Resenha: Vidas Secas - Graciliano Ramos
Vidas Secas representa uma
verdadeira síntese do que foi a Segunda Fase do Modernismo no Brasil. Época em
que os escritores brasileiros preocuparam-se em evidenciar as mazelas do país,
traçando um panorama da condição sócio política nacional. Temas como o coronelismo,
a exploração humana, o abandono do Estado, e a falta de dignidade como
princípio básico do direito humano são denunciados por meio de personagens
periféricas que suportam as agruras de uma vida indigna e determinada por sua
malfadada condição social.
A narrativa constituída em
terceira pessoa e linguagem formal registra a fuga de uma família de retirantes
que recorre a esmo o arrido sertão nordestino em busca de condições mínimas de
sobrevivência. A hostilidade do ambiente e a ausência de vida marcam o drama
desta via crucis percorrida por Fabiano, a esposa Sinhá Vitória, seus filhos, o
menino mais velho o menino mais novo e a cadelinha Baleia.

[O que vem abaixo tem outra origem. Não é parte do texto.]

PR #798, opened 2026-08-06
Add delay to quit

dougiehawkins:
Add 0.5 sec delay to quit of local instance.
 **test_keeping_instance_open** was failing as Motor-CAD instance was not fully cleaned up before a new connection to the instance was attempted. This delay has been added to ensure the instance has fully closed.


src/ansys/motorcad/core/rpc_client_core.py
```diff
@@ -780,4 +816,8 @@ def _quit(self):
         else:
             # local machine
             method = "Quit"
-            return self.send_and_receive(method)
+            result = self.send_and_receive(method)
```
jmacleod-ansys: Please revert everything except just adding the sleep. The rest will get added in another PR.

jmacleod-ansys (changes requested):

tests/test_rpc_client_core.py
jmacleod-ansys, line 182: I would just add to this comment to say quit should be called and no MotorCAD open.

tests/test_rpc_client_core.py
```diff
@@ -180,12 +180,14 @@ def test_keeping_instance_open(monkeypatch):
...
     # Check keep_instance_open ignored when building docs
+    # quit will now be called and Motor-CAD will close if instance is deleted
     monkeypatch.setenv("PYMOTORCAD_DOCS_BUILD", "True")
 
     mc2 = MotorCAD(keep_instance_open=True)
 
     original_port = mc2.connection._port
-
+	
+    # as PYMOTORCAD_DOCS_BUILD has been set then this should call quit and Motor-CAD should close
```
jmacleod-ansys:
```suggestion

```

jmacleod-ansys (dismissed):

tests/test_rpc_client_core.py
dougiehawkins: done

jmacleod-ansys (approved):

jgsdavies (approved):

Constituída de treze capítulos
independentes a aleatoriedade em lê-los não prejudica o entendimento da obra
que é uma das mais notáveis do escritor que de maneira simples e direta soube
como poucos registrar a desumanidade dos “vencedores” frente aos vencidos num
mundo onde o homem é lobo do próprio homem. Tal desumanidade torna Fabiano,
segundo seus próprios e confusos pensamentos a se autodenominar um bicho ou
mais propriamente um cabra, ou seja, alguém que não tendo condições de gozar de
dignidade, como por exemplo, a apreensão do universo linguístico enquanto
instrumento de defesa de seus direitos, decide se resignar a uma posição
inferior e determinista como forma de resistência e estratégia de sobrevivência
em face de sua situação marginalizada.
Um contraponto a Fabiano é a
cachorrinha Baleia em sua caracterização quase humana expressa por atitudes e
sentimentos que a elevam de sua condição animal e a torna imprescindível à
família seja por meio da caça que lhes garante o alimento seja por sua
companhia afável e compreensiva para com todos da família em especial ao menino
mais velho que a toma por confidente e leal companheira. É ela que vai a frente
conduzindo a todos ou que fica e acompanha os que já não podem mais seguir que
possui intuição e pressente de antemão aquilo que está por vir.
Sinhá Vitória sonha com coisas
simples como, por exemplo, se esticar em uma cama de couro livrando-se da cama
de varas e seu desconforto habitual, o desejo por algo tão simples nos revela o
tamanho da precariedade enfrentada pela família que se lhes é dado o direito ao
trabalho exploratório pelo dono das terras, não se lhes é permitido sequer o
descanso digno de quem labuta em prol do lucro do patrão.
Os meninos crescerão, embora a
narrativa não apresente tal fato, e serão como Fabiano, e seguirão fugindo,
talvez cheguem à cidade, talvez venham a engrossar os cinturões da pobreza que circundam
as grandes cidades deste país, mas fatalmente preservarão o estigma de suas
vidas secas seja pela aridez e hostilidade de seu habitat seja por suas vidas
ressecadas, mortas na ausência de dignidade e esperança.